Additionally, nearly 28 percent of child care workers are covered by Medicaid. At least 13 states cover more than one-third of the child care workforce through Medicaid, making the program an essential part of ensuring the health and well-being of child care professionals.
Conclusion
While the new law expands child care tax credits to help make care more affordable for more working families with young children, these improvements are overshadowed by the harm it inflicts on the nation's lowest income families. We know that for child care advocates, the shifts that will happen in state budgets over the next few years as a result of this law are also concerning and potentially threaten the stability of state child care funding.
CCAoA's Engagement Along the Way
This May, CCAoA hosted its annual Symposium in Arlington, Virginia, which included an Advocacy Day. More than 300 advocates traveled to Capitol Hill to make their voices heard on these issues, resulting in over 170 meetings with federal lawmakers. These meetings were largely focused on this reconciliation process, including ensuring that the CDCTC was expanded. We are pleased that this advocacy paid off with enhancements to the CDCTC making it into the final law.
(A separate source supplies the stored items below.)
PR #427, opened 2023-06-30
fix: parseConfig stumbling over `globalThis.Netlify` usage in global scope

Skn0tt:
When a function accesses `globalThis.Netlify`, the scanning for function config currently fails because it's not defining `globalThis.Netlify`.

This PR fixes that.

### DIFF
--- a/deno/config.ts
+++ b/deno/config.ts
@@ -1,6 +1,9 @@
 const [functionURL, collectorURL, rawExitCodes] = Deno.args
 const exitCodes = JSON.parse(rawExitCodes)
 
+// TODO: naïve, should this be imported from https://edge.netlify.com/bootstrap/globals.ts instead?
+globalThis.Netlify = { env: Deno.env }
+
 let func
 
 try {
--- a/deno/config.ts
+++ b/deno/config.ts
@@ -1,8 +1,8 @@
 const [functionURL, collectorURL, bootstrapURL, rawExitCodes] = Deno.args
 const exitCodes = JSON.parse(rawExitCodes)
 
-const { env } = await import(new URL('./globals.ts', bootstrapURL).toString())
-globalThis.Netlify = { env }
+const { Netlify } = await import(bootstrapURL)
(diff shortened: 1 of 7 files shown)


deno/config.ts
```diff
@@ -1,6 +1,9 @@
-const [functionURL, collectorURL, rawExitCodes] = Deno.args
+const [functionURL, collectorURL, bootstrapURL, rawExitCodes] = Deno.args
 const exitCodes = JSON.parse(rawExitCodes)
 
+const { env } = await import(new URL('./globals.ts', bootstrapURL).toString())
```
eduardoboucas, line 4: Doesn't this implicitly make the `globals.ts` an external API? Like, if you rename that file as part of a refactoring in the bootstrap repo and merge the PR, this would silently break?

Could we export `env` from `index-combined.ts`, which is a public entry point, and then import it from there?

Skn0tt: > Could we export env from index-combined.ts, which is a public entry point, and then import it from there?

That sounds like a good idea, yes. What do you think about exporting `Netlify` instead, so that we can do `globalThis.Netlify = Netlify`?

eduardoboucas: Sounds good!

Skn0tt: Addressed in https://github.com/netlify/edge-bundler/pull/427/commits/bf03f1992b301bb65d2e5862468824160854c109.

node/bundler.ts
```diff
@@ -49,6 +50,7 @@ const bundle = async (
     onBeforeDownload,
     systemLogger,
     internalSrcFolder,
+    bootstrapURL = 'https://edge.netlify.com/bootstrap/index-combined.ts',
```
Skn0tt, line 53: My gut feeling is that since we're only using this for the ISC check, it's not of the utmost importance that this comes from DevCycle. So I made it optional for now, and i'll open an issue for us to have buildbot pass this in. Once that's there, we can make it required here.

Additionally, since January, CCAoA has seen 6,547 actions taken by advocates who contacted their Member of Congress about the CDCTC through CCAoA’s Action Center.
CCAoA issued a statement on the House passage of the budget reconciliation bill calling out the missed opportunity to bolster critical support for working families and a social post in response to the Senate’s draft bill acknowledging the inclusion of an expanded CDCTC while calling for the cuts to SNAP and Medicaid to be reversed.